Stored data entries
-- Opening Marker --

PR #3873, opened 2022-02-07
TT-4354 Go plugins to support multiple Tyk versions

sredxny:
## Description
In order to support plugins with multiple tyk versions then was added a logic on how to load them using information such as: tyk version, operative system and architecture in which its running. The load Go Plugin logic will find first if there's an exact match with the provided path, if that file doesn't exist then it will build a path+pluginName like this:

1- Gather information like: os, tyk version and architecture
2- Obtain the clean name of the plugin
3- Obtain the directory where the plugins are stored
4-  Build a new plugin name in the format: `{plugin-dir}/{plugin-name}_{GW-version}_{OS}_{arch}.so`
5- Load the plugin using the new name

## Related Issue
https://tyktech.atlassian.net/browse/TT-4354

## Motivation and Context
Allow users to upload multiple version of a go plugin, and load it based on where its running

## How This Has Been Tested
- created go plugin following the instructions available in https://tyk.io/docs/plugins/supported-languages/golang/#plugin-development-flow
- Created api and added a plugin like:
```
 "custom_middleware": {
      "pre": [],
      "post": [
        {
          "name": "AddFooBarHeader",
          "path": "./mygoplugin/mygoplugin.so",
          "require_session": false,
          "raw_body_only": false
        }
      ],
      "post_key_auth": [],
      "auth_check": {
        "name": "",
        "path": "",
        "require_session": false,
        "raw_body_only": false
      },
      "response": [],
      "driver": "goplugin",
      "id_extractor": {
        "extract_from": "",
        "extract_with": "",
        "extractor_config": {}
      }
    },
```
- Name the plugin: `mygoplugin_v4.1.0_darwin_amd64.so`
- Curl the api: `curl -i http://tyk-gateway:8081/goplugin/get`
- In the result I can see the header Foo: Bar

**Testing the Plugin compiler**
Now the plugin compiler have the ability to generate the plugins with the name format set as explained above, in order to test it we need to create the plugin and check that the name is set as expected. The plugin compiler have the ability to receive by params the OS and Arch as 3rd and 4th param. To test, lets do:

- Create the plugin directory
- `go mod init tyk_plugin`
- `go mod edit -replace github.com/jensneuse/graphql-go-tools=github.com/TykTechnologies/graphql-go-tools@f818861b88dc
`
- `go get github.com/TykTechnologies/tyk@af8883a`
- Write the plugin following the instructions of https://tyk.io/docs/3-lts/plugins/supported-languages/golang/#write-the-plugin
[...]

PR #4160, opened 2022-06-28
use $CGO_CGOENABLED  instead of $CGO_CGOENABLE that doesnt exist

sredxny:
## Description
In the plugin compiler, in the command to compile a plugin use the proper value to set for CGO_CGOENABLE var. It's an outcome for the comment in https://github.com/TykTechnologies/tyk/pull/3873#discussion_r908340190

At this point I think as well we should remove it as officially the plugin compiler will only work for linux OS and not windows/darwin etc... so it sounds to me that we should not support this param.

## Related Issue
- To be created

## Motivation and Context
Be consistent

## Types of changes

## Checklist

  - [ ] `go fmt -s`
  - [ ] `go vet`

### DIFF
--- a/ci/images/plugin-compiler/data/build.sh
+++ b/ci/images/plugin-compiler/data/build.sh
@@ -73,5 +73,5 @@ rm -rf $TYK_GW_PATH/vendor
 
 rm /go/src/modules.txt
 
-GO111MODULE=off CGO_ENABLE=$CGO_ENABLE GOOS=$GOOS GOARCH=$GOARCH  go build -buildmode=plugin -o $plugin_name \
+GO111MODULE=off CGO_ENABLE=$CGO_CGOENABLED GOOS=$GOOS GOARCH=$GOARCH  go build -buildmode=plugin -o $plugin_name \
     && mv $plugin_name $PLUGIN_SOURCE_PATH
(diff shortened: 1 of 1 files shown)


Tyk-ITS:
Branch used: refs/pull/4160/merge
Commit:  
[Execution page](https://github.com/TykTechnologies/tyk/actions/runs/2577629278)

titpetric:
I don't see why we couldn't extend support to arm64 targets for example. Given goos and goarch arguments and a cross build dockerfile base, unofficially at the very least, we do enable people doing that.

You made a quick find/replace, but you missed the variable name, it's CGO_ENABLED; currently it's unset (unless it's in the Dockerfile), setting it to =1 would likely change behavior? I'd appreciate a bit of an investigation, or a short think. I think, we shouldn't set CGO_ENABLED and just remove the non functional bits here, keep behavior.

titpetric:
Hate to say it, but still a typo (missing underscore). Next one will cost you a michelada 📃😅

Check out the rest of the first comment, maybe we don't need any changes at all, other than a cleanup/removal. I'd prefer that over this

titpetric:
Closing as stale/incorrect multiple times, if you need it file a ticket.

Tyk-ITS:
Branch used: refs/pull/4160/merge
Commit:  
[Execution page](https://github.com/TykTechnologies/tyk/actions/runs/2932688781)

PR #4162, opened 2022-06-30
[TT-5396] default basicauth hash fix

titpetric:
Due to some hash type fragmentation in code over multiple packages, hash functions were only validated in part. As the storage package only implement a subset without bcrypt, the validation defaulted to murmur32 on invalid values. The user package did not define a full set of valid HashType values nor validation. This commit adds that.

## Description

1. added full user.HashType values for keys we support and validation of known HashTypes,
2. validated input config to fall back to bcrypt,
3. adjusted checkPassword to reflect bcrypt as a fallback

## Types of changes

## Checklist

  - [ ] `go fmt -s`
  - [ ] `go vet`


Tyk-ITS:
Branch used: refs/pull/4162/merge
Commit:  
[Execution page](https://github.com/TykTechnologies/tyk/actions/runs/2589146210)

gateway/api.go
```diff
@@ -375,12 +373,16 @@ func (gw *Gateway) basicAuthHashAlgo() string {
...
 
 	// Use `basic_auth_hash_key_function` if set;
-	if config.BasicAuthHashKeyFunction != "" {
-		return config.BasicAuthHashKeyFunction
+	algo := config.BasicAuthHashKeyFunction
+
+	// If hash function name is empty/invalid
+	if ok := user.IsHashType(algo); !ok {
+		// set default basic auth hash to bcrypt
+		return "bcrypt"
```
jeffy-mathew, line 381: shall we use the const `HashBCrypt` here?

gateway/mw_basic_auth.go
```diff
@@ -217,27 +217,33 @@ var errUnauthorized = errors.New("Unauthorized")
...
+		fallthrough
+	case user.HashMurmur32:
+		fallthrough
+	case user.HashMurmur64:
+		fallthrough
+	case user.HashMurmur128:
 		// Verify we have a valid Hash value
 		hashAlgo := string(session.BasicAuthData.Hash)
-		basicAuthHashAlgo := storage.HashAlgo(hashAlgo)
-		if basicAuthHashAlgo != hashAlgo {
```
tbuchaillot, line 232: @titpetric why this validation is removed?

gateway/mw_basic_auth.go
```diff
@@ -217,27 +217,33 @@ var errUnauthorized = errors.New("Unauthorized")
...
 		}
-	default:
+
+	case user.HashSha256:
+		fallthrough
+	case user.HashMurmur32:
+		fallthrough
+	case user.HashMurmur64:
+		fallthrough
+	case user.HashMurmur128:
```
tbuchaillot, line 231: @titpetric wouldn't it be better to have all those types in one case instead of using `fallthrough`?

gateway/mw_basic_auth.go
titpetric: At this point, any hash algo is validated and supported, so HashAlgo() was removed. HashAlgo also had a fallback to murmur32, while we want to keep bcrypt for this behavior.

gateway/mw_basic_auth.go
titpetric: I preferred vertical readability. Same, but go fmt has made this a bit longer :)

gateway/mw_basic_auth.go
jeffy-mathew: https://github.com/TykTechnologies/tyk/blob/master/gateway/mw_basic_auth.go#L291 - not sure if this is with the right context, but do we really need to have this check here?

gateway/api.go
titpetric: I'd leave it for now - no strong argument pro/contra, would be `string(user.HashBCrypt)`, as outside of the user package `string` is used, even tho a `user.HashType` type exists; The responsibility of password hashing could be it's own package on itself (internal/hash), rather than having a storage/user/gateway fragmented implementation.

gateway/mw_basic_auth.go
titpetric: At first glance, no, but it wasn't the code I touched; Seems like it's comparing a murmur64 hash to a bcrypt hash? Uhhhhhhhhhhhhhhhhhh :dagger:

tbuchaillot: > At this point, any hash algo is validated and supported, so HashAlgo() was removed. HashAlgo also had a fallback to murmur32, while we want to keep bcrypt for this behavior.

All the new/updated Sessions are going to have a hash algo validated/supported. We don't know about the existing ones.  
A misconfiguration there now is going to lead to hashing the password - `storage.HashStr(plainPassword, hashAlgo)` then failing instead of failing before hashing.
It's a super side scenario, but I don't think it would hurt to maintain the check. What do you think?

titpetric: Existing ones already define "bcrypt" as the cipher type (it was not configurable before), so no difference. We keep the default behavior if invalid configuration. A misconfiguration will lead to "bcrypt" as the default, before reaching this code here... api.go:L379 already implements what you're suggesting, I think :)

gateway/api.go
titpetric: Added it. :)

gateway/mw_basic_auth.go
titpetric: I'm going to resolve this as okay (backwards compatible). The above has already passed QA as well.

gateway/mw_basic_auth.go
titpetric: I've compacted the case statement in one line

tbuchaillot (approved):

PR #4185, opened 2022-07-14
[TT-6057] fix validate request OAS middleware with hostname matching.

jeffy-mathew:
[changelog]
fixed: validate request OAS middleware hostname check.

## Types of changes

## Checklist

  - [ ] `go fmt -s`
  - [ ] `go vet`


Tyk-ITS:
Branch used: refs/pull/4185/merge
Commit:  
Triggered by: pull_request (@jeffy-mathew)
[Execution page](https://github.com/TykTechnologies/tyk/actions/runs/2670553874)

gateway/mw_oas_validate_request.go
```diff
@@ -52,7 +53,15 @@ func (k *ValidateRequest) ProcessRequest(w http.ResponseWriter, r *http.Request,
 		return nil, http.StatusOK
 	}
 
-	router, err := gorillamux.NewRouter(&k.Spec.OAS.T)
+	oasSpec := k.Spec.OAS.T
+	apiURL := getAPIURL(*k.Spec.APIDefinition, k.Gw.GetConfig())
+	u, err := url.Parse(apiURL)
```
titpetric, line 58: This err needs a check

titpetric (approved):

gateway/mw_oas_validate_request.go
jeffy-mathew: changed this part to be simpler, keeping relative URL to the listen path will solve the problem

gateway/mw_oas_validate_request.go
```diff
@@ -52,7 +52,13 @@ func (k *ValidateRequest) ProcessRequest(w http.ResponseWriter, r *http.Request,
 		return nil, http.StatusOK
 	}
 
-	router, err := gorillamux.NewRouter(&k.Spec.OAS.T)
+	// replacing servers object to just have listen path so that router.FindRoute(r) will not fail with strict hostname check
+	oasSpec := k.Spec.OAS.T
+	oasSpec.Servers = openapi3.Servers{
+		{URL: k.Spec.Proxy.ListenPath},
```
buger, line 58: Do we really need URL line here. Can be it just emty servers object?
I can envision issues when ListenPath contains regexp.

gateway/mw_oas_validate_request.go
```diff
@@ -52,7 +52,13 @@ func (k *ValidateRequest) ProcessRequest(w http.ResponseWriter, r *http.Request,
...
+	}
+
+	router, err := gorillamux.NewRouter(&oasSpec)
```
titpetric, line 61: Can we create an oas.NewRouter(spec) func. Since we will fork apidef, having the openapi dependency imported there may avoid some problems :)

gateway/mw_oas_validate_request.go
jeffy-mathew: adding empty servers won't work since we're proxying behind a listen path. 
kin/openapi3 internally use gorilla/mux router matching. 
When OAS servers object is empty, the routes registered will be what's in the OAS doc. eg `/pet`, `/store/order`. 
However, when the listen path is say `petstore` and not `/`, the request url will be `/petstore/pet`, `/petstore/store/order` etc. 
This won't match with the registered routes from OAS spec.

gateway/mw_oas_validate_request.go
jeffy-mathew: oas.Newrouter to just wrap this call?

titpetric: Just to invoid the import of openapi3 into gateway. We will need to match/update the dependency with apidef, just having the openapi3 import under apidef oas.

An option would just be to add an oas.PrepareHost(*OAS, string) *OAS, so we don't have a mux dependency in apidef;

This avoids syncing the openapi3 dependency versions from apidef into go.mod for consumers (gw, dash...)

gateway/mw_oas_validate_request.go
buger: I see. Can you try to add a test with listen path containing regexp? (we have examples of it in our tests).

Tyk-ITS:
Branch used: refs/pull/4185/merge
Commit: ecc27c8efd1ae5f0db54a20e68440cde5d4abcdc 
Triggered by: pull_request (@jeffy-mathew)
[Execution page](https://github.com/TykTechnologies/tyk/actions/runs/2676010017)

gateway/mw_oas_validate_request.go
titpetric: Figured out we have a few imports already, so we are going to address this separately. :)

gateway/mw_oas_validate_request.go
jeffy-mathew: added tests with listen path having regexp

-- Closing Marker --

▶ _WHAT THE TASK ASKS_:
Work through the entries, filtering for the string "tests", and copy each line that holds it.

▶ _WRITTEN SOLUTION_:
buger: I see. Can you try to add a test with listen path containing regexp? (we have examples of it in our tests).
jeffy-mathew: added tests with listen path having regexp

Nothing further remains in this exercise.